About Claimsnet.com – Claimsnet.com inc. is a provider of Internet-based claim processing solutions for the healthcare payer industry, including distinctive, advanced ASP technology. Headquartered in Dallas, Claimsnet offers systems that are distinguished by ease of use, customer care, security and measurable cost advantages. More information on Claimsnet and on the information set forth in this release may be found at the Company’s web site at http://www.claimsnet.com, as well as at the SEC’s website at www.sec.gov.

About TransCoastal Corporation – TransCoastal is an oil and gas exploration and production company focused on the development of oil and gas reserves in Texas and the Southwest region of the United States.

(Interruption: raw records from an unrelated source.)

PR #1836, opened 2016-08-31
Properly use Python3's buffer interface.

sceeter89:
## Description
When using `luigi` with Python 3 there is issue running PigTask. Because output in `track_and_progress` is both read to unicode string and copied to temporary file, it failed as conversion to string happens before writing to file. I simply moved decoding after writing to temporary file.

## Motivation and Context
Without this change, running PigTask ended with following error:

>   File "/projects/big-data/luigi-tasks/libs/pig_task.py", line 57, in on_execute
>    PigTask.run(self)
>  File "/home/etl/.projects/big-data/lib/python3.4/site-packages/luigi/contrib/pig.py", line 127, in run
>    self.track_and_progress(cmd)
>  File "/home/etl/.projects/big-data/lib/python3.4/site-packages/luigi/contrib/pig.py", line 149, in >track_and_progress
>    temp_stdout.write(line)
>TypeError: 'str' does not support the buffer interface

And while Pig script finished successfully, `luigi` marked it as failed.

After making this change locally our Pig scripts run without issues using Python3.4

### DIFF
--- a/luigi/contrib/pig.py
+++ b/luigi/contrib/pig.py
@@ -145,8 +145,9 @@ class PigJobTask(luigi.Task):
                         line = proc.stderr.readline().decode('utf8')
                         err_lines.append(line)
                     if fd == proc.stdout.fileno():
-                        line = proc.stdout.readline().decode('utf8')
-                        temp_stdout.write(line)
+                        line_bytes = proc.stdout.readline()
+                        temp_stdout.write(line_bytes)
+                        line = line_bytes.decode('utf8')
 
                 err_line = line.lower()
                 if err_line.find('More information at:') != -1:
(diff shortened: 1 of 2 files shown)


Tarrasch:
Can you add a test case?

sceeter89:
I'll give it a shot afternoon.

sceeter89:
@Tarrasch Instead of adding new test case I changed fake Popen stuff to let PigTask read input (by returning None from poll at least once). It was enough to make all tests fail. And applying fix fixed that.

Tarrasch:
LGTM. But someone knowing pig should review.

sceeter89:
Actually this issue has nothing to do with Pig itself, but if you know such a person it would be great to let her/him know.

Tarrasch:
Okay. If nobody comments for a while I suppose this can be merged.

gpoulin:
LGTM, I would just change line 130 to `temp_stdout = tempfile.TemporaryFile('wb')` to make it explicit that the temporary file is expecting binary and not string.

sceeter89:
@gpoulin Good point, thank you for that, I've just pushed this change.

erikbern:
lgtm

Safe Harbor Statement Under the Private Securities Litigation Act 1995 – With the exception of historical information, the matters discussed in this press release are forward looking statements that involve a number of risks and uncertainties. The actual future results of the Company could differ significantly from those statements. Factors that could cause or contribute to such differences include, but are not limited to, risks related to our ability to access external sources of capital to satisfy our capital requirements, our ability to comply with existing and future governmental regulations, such as HIPAA, the success of our marketing strategies, actions of Claimsnet’s competitors, our dependence on business partners and distribution channels, and continued use by the Company of the Internet. Further information on Claimsnet’s risk factors is contained in Claimsnet’s quarterly, annual, and other periodic reports as filed with the Securities and Exchange Commission.